Goal of the exercise =
All lines from the one that contains "from typing import" through the final line of the entries must be repeated exactly. No other lines belong in the output.

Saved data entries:
PR #5864, opened 2022-03-07
Add `distutils` to deprecated modules

jacobtylerwalls:
## Type of Changes

|     | Type                   |
| --- | ---------------------- |
| ✓   | :sparkles: New feature |

## Description

`distutils` was deprecated in Python 3.10. Adding it (and some other tiny methods and decorators that were missed) to the list of deprecations.

PR #5874, opened 2022-03-07
Removed unused detection of site-packages directory

jacobtylerwalls:
## Type of Changes

## Description

<s>Remove use of deprecated module `distutils` by relying on astroid's determination of the location of site packages. It seems error-prone to have two places for this logic.</s>

EDIT: remove unused functionality for determining the location of site-packages (unused since 9812c5a49ae430945e9ad5dde7ec523904498805).

### DIFF
--- a/pylint/checkers/imports.py
+++ b/pylint/checkers/imports.py
@@ -443,7 +443,7 @@ class ImportsChecker(DeprecatedMixin, BaseChecker):
 
     @staticmethod
     def _compute_site_packages() -> Set[str]:
-        def _normalized_path(path):
+        def _normalized_path(path: str) -> str:
             return os.path.normcase(os.path.abspath(path))
 
         return {_normalized_path(path) for path in astroid.modutils.STD_LIB_DIRS}
--- a/pylint/checkers/imports.py
+++ b/pylint/checkers/imports.py
@@ -442,7 +442,7 @@ class ImportsChecker(DeprecatedMixin, BaseChecker):
         self._site_packages = self._compute_site_packages()
 
     @staticmethod
-    def _compute_site_packages():
+    def _compute_site_packages() -> Set[str]:
         def _normalized_path(path):
             return os.path.normcase(os.path.abspath(path))
 
--- a/pylint/checkers/imports.py
+++ b/pylint/checkers/imports.py
@@ -50,8 +50,6 @@
 import collections
 import copy
 import os
-import sys
-from distutils import sysconfig
 from typing import TYPE_CHECKING, Any, Dict, List, Optional, Set, Tuple, Union
 
 import astroid
@@ -448,25 +446,7 @@ class ImportsChecker(DeprecatedMixin, BaseChecker):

Answer section =
 from typing import TYPE_CHECKING, Any, Dict, List, Optional, Set, Tuple, Union
 
 import astroid
@@ -448,25 +446,7 @@ class ImportsChecker(DeprecatedMixin, BaseChecker):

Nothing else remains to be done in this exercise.